Your answer is a copy of every line in the records where "status" appears.

------------

PR #775, opened 2018-02-23
Loss Operations: Adds Absolute Difference loss

ManrajGrover:
This PR adds absolute difference loss to the api.

---
This change is [Reviewable](https://reviewable.io/reviews/pair-code/deeplearnjs/775)


nsthorat:
Sorry for the delay! Few comments inline.

---

Review status: 0 of 5 files reviewed at latest revision, 10 unresolved discussions.

---

*[src/ops/loss_ops.ts, line 65 at r1](https://reviewable.io:443/reviews/pair-code/deeplearnjs/775#-L6YF_cCFybGXsqWozZP:-L6YF_cCFybGXsqWozZQ:bw4xdb3) ([raw file](https://github.com/pair-code/deeplearnjs/blob/c34311547d6a5d23f1cc7aea84b6aab5dd5bb811/src/ops/loss_ops.ts#L65)):*
> ```XML
> 
>   /**
>    * Adds an Absolute Difference loss to the training procedure.
> ```

I know this is what TF says, but they have a Graph model, how about:

`Computes the absolute difference loss between two tensors.`

---

*[src/ops/loss_ops.ts, line 33 at r2](https://reviewable.io:443/reviews/pair-code/deeplearnjs/775#-L6mwFXOZkAvK90KYYxs:-L6mwFXOZkAvK90KYYxt:bwuoq3t) ([raw file](https://github.com/pair-code/deeplearnjs/blob/ca76a4b0369dae3d16012541aa74113d6bc97ced/src/ops/loss_ops.ts#L33)):*
> ```XML
> export class LossOps {
>   /**
>    * Computes the weighted loss.
> ```

between two tensors

---

*[src/ops/loss_ops.ts, line 35 at r2](https://reviewable.io:443/reviews/pair-code/deeplearnjs/775#-L6mwNVDkpv7iFATZQcP:-L6mwNVDkpv7iFATZQcQ:bmy08fl) ([raw file](https://github.com/pair-code/deeplearnjs/blob/ca76a4b0369dae3d16012541aa74113d6bc97ced/src/ops/loss_ops.ts#L35)):*
> ```XML
>    * Computes the weighted loss.
>    *
>    * @param losses `Tensor` of shape `[batch_size, d1, ... dN]`.
> ```

remove ticks around Tensor, we parse the type automatically in the docs

---

*[src/ops/loss_ops.ts, line 38 at r2](https://reviewable.io:443/reviews/pair-code/deeplearnjs/775#-L6mwS6ltpyRoDj4Ftwo:-L6mwS6ltpyRoDj4Ftwp:byn16po) ([raw file](https://github.com/pair-code/deeplearnjs/blob/ca76a4b0369dae3d16012541aa74113d6bc97ced/src/ops/loss_ops.ts#L38)):*
> ```XML
>    * @param weights `Tensor` whose rank is either 0, or the same rank as
>    *    `losses`, and must be broadcastable to `losses` (i.e., all
>    * dimensions must be either `1`, or the same as the corresponding
> ```

indent these 2 lines 4 more

---

*[src/ops/loss_ops.ts, line 44 at r2](https://reviewable.io:443/reviews/pair-code/deeplearnjs/775#-L6mwoeGJ2qyRN0IxV5j:-L6mwoeGJ2qyRN0IxV5k:b-jyg7dx) ([raw file](https://github.com/pair-code/deeplearnjs/blob/ca76a4b0369dae3d16012541aa74113d6bc97ced/src/ops/loss_ops.ts#L44)):*
> ```XML
>   @operation
>   static computeWeightedLoss<T extends Tensor, O extends Tensor>(
>       losses: T, weights?: Tensor, reduction = Reduction.NONE): O {
> ```

TF has a default of Reduction.SUM_BY_NONZERO_WEIGHTS, can we keep that as well?

---

*[src/ops/loss_ops.ts, line 45 at r2](https://reviewable.io:443/reviews/pair-code/deeplearnjs/775#-L6mwDO1PvPeiTe4xgiB:-L6mwDO2ZnZ0OE3nXB75:b-wgie91) ([raw file](https://github.com/pair-code/deeplearnjs/blob/ca76a4b0369dae3d16012541aa74113d6bc97ced/src/ops/loss_ops.ts#L45)):*
> ```XML
>   static computeWeightedLoss<T extends Tensor, O extends Tensor>(
>       losses: T, weights?: Tensor, reduction = Reduction.NONE): O {
>     if (weights === undefined) {
> ```

use `== null`

---

*[src/ops/loss_ops.ts, line 46 at r2](https://reviewable.io:443/reviews/pair-code/deeplearnjs/775#-L6mwXUf1StYX62Y46KS:-L6mwXUf1StYX62Y46KT:bdtcxeq) ([raw file](https://github.com/pair-code/deeplearnjs/blob/ca76a4b0369dae3d16012541aa74113d6bc97ced/src/ops/loss_ops.ts#L46)):*
> ```XML
>       losses: T, weights?: Tensor, reduction = Reduction.NONE): O {
>     if (weights === undefined) {
>       weights = ops.scalar(1);
> ```

instead of doing it like this, can we conditionally do the ".mul" below? We will save a shader call and a texture.

---

*[src/ops/loss_ops.ts, line 80 at r2](https://reviewable.io:443/reviews/pair-code/deeplearnjs/775#-L6mxNxOIXTscKskAIqu:-L6mxNxPZ5p06qpt1aHZ:bdn9tmb) ([raw file](https://github.com/pair-code/deeplearnjs/blob/ca76a4b0369dae3d16012541aa74113d6bc97ced/src/ops/loss_ops.ts#L80)):*
> ```XML
>   @operation
>   static absoluteDifference<T extends Tensor, O extends Tensor>(
>       labels: T, predictions: T, weights?: Tensor, reduction = Reduction.NONE):
> ```

TF has default of SUM_BY_NONZERO_WEIGHTS, can we keep that?

---

*[src/ops/lossop_tests.ts, line 3 at r2](https://reviewable.io:443/reviews/pair-code/deeplearnjs/775#-L6mxcmUWqgKy9hUtfO0:-L6mxcmUWqgKy9hUtfO1:bb6ht2i) ([raw file](https://github.com/pair-code/deeplearnjs/blob/ca76a4b0369dae3d16012541aa74113d6bc97ced/src/ops/lossop_tests.ts#L3)):*
> ```XML
> /**
>  * @license
>  * Copyright 2017 Google Inc. All Rights Reserved.
> ```

2018

---

*[src/ops/lossop_tests.ts, line 134 at r2](https://reviewable.io:443/reviews/pair-code/deeplearnjs/775#-L6mxmOEIBBo_T3vkMyY:-L6mxmOEIBBo_T3vkMyZ:b-qzjwbq) ([raw file](https://github.com/pair-code/deeplearnjs/blob/ca76a4b0369dae3d16012541aa74113d6bc97ced/src/ops/lossop_tests.ts#L134)):*
> ```XML
>          Math.abs(3 - 6) * 2) /
>             20);
>   });
> ```

would you mind also testing computeWeightedLoss directly too?

---


*Comments from [Reviewable](https://reviewable.io:443/reviews/pair-code/deeplearnjs/775#-:-L6mxp2dTnfQ4s2biJKR:b9k8v5x)*

nsthorat:
:lgtm_strong:

---

Review status: 0 of 4 files reviewed at latest revision, 1 unresolved discussion.

---

*[src/ops/loss_ops.ts, line 61 at r4](https://reviewable.io:443/reviews/pair-code/deeplearnjs/775#-L7KfkTtU5LWdyy6xUH7:-L7KfkTtU5LWdyy6xUH8:bitjzkg) ([raw file](https://github.com/pair-code/deeplearnjs/blob/b6524c6bbee287e38719a82c2f00351044acea18/src/ops/loss_ops.ts#L61)):*
> ```XML
>         loss = loss.div(ops.onesLike(losses).mul(weights).sum()) as O;
>       } else if (reduction === Reduction.SUM_BY_NONZERO_WEIGHTS) {
>         const mask = ops.where(
> ```

qq, in sum by non-zero weights, do we need to do all this? doesn't a multiplication by a weight of 0 do the same thing as manually checking?

---


*Comments from [Reviewable](https://reviewable.io:443/reviews/pair-code/deeplearnjs/775#-:-L7KfqlZP1kcmfJ9yjmv:b-jbsf8z)*

ManrajGrover:
> qq, in sum by non-zero weights, do we need to do all this? doesn't a multiplication by a weight of 0 do the same thing as manually checking?

Hi, I'm not sure if I get it. Could you please elaborate more on it?

dsmilkov:
Left a few comments , but generally looks great!

---

Reviewed 1 of 2 files at r3, 1 of 2 files at r5.
Review status: 2 of 4 files reviewed at latest revision, 1 unresolved discussion, some commit checks failed.

---

*[src/ops/loss_ops.ts, line 55 at r5](https://beta.reviewable.io/reviews/tensorflow/tfjs-core/775#-L8yFcEn43xRk-tRdC5a:-L8yFcEo9TEA7gfsy_RW:b-7592yj) ([raw file](https://github.com/tensorflow/tfjs-core/blob/c5c7950bfbf594beea9dc1ecfa70ac8561c2e798/src/ops/loss_ops.ts#L55)):*
> ```XML
> 
>     if (reduction === Reduction.NONE) {
>       loss = weightedLoss as O;
> ```

`return weightedLoss;` here directly.

and remove the else { } and un-indent the code in the else.

---

*[src/ops/loss_ops.ts, line 58 at r5](https://beta.reviewable.io/reviews/tensorflow/tfjs-core/775#-L8yGsstCOvTDzjVBSn3:-L8yGsstCOvTDzjVBSn4:b-w85oat) ([raw file](https://github.com/tensorflow/tfjs-core/blob/c5c7950bfbf594beea9dc1ecfa70ac8561c2e798/src/ops/loss_ops.ts#L58)):*
> ```XML
>     } else {
>       loss = weightedLoss.sum() as O;
>       if (reduction === Reduction.MEAN) {
> ```

Make it explicit `if (reduction === Reduction.SUM) { return loss}`

---

*[src/ops/loss_ops.ts, line 59 at r5](https://beta.reviewable.io/reviews/tensorflow/tfjs-core/775#-L8yH0Ib0QtkPVzTJPHX:-L8yH0Ib0QtkPVzTJPHY:b2iwwwm) ([raw file](https://github.com/tensorflow/tfjs-core/blob/c5c7950bfbf594beea9dc1ecfa70ac8561c2e798/src/ops/loss_ops.ts#L59)):*
> ```XML
>       loss = weightedLoss.sum() as O;
>       if (reduction === Reduction.MEAN) {
>         loss = loss.div(ops.onesLike(losses).mul(weights).sum()) as O;
> ```

can this be simplified to `return loss.div(weights.sum())` ? 

---

*[src/ops/loss_ops.ts, line 63 at r5](https://beta.reviewable.io/reviews/tensorflow/tfjs-core/775#-L8yHXBu7x3ui7X4Sfo7:-L8yHXBu7x3ui7X4Sfo8:b67rmlz) ([raw file](https://github.com/tensorflow/tfjs-core/blob/c5c7950bfbf594beea9dc1ecfa70ac8561c2e798/src/ops/loss_ops.ts#L63)):*
> ```XML
>         const mask = ops.where(
>             weights.equal(ops.scalar(0)), ops.zerosLike(weights),
>             ops.onesLike(weights));
> ```

can this be simplified to:
```
const numNonZeros = weights.notEqual(0).sum();
return loss.div(numNonZeros);
``` 

---

*[src/ops/lossop_tests.ts, line 1 at r5](https://beta.reviewable.io/reviews/tensorflow/tfjs-core/775#-L8yITu77BR4Y2yggFj9:-L8yITu77BR4Y2yggFjA:biuepop) ([raw file](https://github.com/tensorflow/tfjs-core/blob/c5c7950bfbf594beea9dc1ecfa70ac8561c2e798/src/ops/lossop_tests.ts#L1)):*
> ```XML
> /**
> ```

rename this file to loss_ops_tests.ts so that the prefix `loss_ops` matches the file where the implementation is.

---


*Comments from [Reviewable](https://beta.reviewable.io/reviews/tensorflow/tfjs-core/775#-:-L8yIkeq1DV02ji2N1Fk:bbxzo27)*

ManrajGrover:
@dsmilkov Addressed the comments

dsmilkov:
Reviewed 1 of 6 files at r6.
Review status: 1 of 4 files reviewed at latest revision, 1 unresolved discussion, some commit checks failed.

---

*[src/ops/loss_ops.ts, line 48 at r6](https://beta.reviewable.io/reviews/tensorflow/tfjs-core/775#-L91_Lr_9DeEz_607qHF:-L91YfhGEBP14_6RB6ey:bsny1zw) ([raw file](https://github.com/tensorflow/tfjs-core/blob/fec7077437e91d43a337cd0ccd076ef9bcfba3f1/src/ops/loss_ops.ts#L48)):*
> ```XML
>       reduction = Reduction.SUM_BY_NONZERO_WEIGHTS): O {
>     if (weights == null) {
>       weights = ops.onesLike(losses);
> ```

Keep weights null and check for their value inside the if statements so we can save shader calls and improve numerical stability. see comments below.

---

*[src/ops/loss_ops.ts, line 51 at r6](https://beta.reviewable.io/reviews/tensorflow/tfjs-core/775#-L91YPY24w9AOMSw5t0q:-L91YPY24w9AOMSw5t0r:bwr4xma) ([raw file](https://github.com/tensorflow/tfjs-core/blob/fec7077437e91d43a337cd0ccd076ef9bcfba3f1/src/ops/loss_ops.ts#L51)):*
> ```XML
>     }
> 
>     const weightedLoss = losses.mul(weights);
> ```

we can save a shader call if we check that weights are null here , that is:
`const weightedLoss = (weights == null) ? losses : losses.mul(weights);

---

*[src/ops/loss_ops.ts, line 52 at r6](https://beta.reviewable.io/reviews/tensorflow/tfjs-core/775#-L91XjN0A9461wAV-dzR:-L91XjN0A9461wAV-dzS:b78b3w) ([raw file](https://github.com/tensorflow/tfjs-core/blob/fec7077437e91d43a337cd0ccd076ef9bcfba3f1/src/ops/loss_ops.ts#L52)):*
> ```XML
> 
>     const weightedLoss = losses.mul(weights);
>     let loss;
> ```

Remove this loss variable. See comments below.

---

*[src/ops/loss_ops.ts, line 57 at r6](https://beta.reviewable.io/reviews/tensorflow/tfjs-core/775#-L91cAZQ5FoufGmUYUKn:-L91ZSabDBC-MMWmIbLn:bk5xaad) ([raw file](https://github.com/tensorflow/tfjs-core/blob/fec7077437e91d43a337cd0ccd076ef9bcfba3f1/src/ops/loss_ops.ts#L57)):*
> ```XML
>       return weightedLoss as O;
>     } else {
>       loss = weightedLoss.sum() as O;
> ```

Dont' precompute the sum of weightedLoss, since we won't use it in the Reduction.MEAN case. Do it inside the if statement. That is:
if (reduction == Reduction.SUM) {
  return weightedLoss.sum();
}
if (reduction == Reduction.MEAN) {
  // see comment below 
}

---

*[src/ops/loss_ops.ts, line 62 at r6](https://beta.reviewable.io/reviews/tensorflow/tfjs-core/775#-L91_cC42VbIIi6MPzK_:-L91_cC42VbIIi6MPzKa:b-ofor67) ([raw file](https://github.com/tensorflow/tfjs-core/blob/fec7077437e91d43a337cd0ccd076ef9bcfba3f1/src/ops/loss_ops.ts#L62)):*
> ```XML
>         return loss;
>       } else if (reduction === Reduction.MEAN) {
>         return loss.div(weights.sum());
> ```

`return (weights == null) ? weightedLoss.mean() : weightedLoss.sum().div(weights.sum())`

note we want mean() directly, since it avoids the potential overflow that x.sum().div(n) has. Also note we call weightedLoss.sum(), since the temp `loss` variable should go away.

---

*[src/ops/loss_ops.ts, line 65 at r6](https://beta.reviewable.io/reviews/tensorflow/tfjs-core/775#-L91ciKaB9VBNFpJAlQl:-L91ciKaB9VBNFpJAlQm:b-71t3jn) ([raw file](https://github.com/tensorflow/tfjs-core/blob/fec7077437e91d43a337cd0ccd076ef9bcfba3f1/src/ops/loss_ops.ts#L65)):*
> ```XML
>       } else if (reduction === Reduction.SUM_BY_NONZERO_WEIGHTS) {
>         const numNonZeros = weights.notEqual(ops.scalar(0)).sum();
>         return loss.div(numNonZeros);
> ```

weightedLoss.sum().div(numNonZeros)

---

*[src/ops/lossop_tests.ts, line 1 at r5](https://beta.reviewable.io/reviews/tensorflow/tfjs-core/775#-L8yITu77BR4Y2yggFj9:-L91crqZD-g3CIg3Dr3F:bxfzw8c) ([raw file](https://github.com/tensorflow/tfjs-core/blob/c5c7950bfbf594beea9dc1ecfa70ac8561c2e798/src/ops/lossop_tests.ts#L1)):*

rename this file to loss_ops_tests.ts so that the prefix `loss_ops` matches the file where the implementation is.
</blockquote></details>

My appologies for the typo: the filename must end with test.ts not tests.ts for the actual test runner to pick it up.

---


*Comments from [Reviewable](https://beta.reviewable.io/reviews/tensorflow/tfjs-core/775)*

dsmilkov:
Thanks. Took another pass. There is a couple of small improvements we can do regarding perf and numerical stability, but this looks great already!

ManrajGrover:
@dsmilkov In `Reduction.SUM_BY_NONZERO_WEIGHTS`, if weights are undefined, `weights.notEqual` will throw an error. I'm not sure what to do in this case since we are not assigning weights as 1. I don't think we can totally get away from saving a shader call. Or can we? 

Tensorflow defaults to 1 in this case.

Also, Typescript is complaining about not returning anything at the end. Should we return `weightedLoss` as default?

dsmilkov:
When `weights` is `undefined`, you don't need to call `weights.notEqual()`. The number of non-zero weights is `losses.size` since all the weights are implicitly `1` of the same shape as `losses`

ManrajGrover:
@dsmilkov I had thought about throwing an error but then I realized error will automatically be thrown if anything other than `Reduction` is passed to `reduction` param.

dsmilkov:
:lgtm_strong: Great work Manraj!!

---

Review status: 1 of 4 files reviewed at latest revision, 1 unresolved discussion, some commit checks failed.

---



*Comments from [Reviewable](https://beta.reviewable.io/reviews/tensorflow/tfjs-core/775#-:-L9PjN_W5al9h4RxIHSu:b-10w32u)*

dsmilkov:
Hi Manraj,

Few tests are failing when I synced to master (see [log](https://travis-ci.org/tensorflow/tfjs-core/builds/363128118#L8978)). Nothing major, I think it's related to the fact that we made tf.div(a, b) be strict and expect a and b to be of the same dtype, to align with TF Python. Ping me when you fix those and I'll merge! Thank you!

------------

Answer section:
Review status: 0 of 5 files reviewed at latest revision, 10 unresolved discussions.
Review status: 0 of 4 files reviewed at latest revision, 1 unresolved discussion.
Review status: 2 of 4 files reviewed at latest revision, 1 unresolved discussion, some commit checks failed.
Review status: 1 of 4 files reviewed at latest revision, 1 unresolved discussion, some commit checks failed.
Review status: 1 of 4 files reviewed at latest revision, 1 unresolved discussion, some commit checks failed.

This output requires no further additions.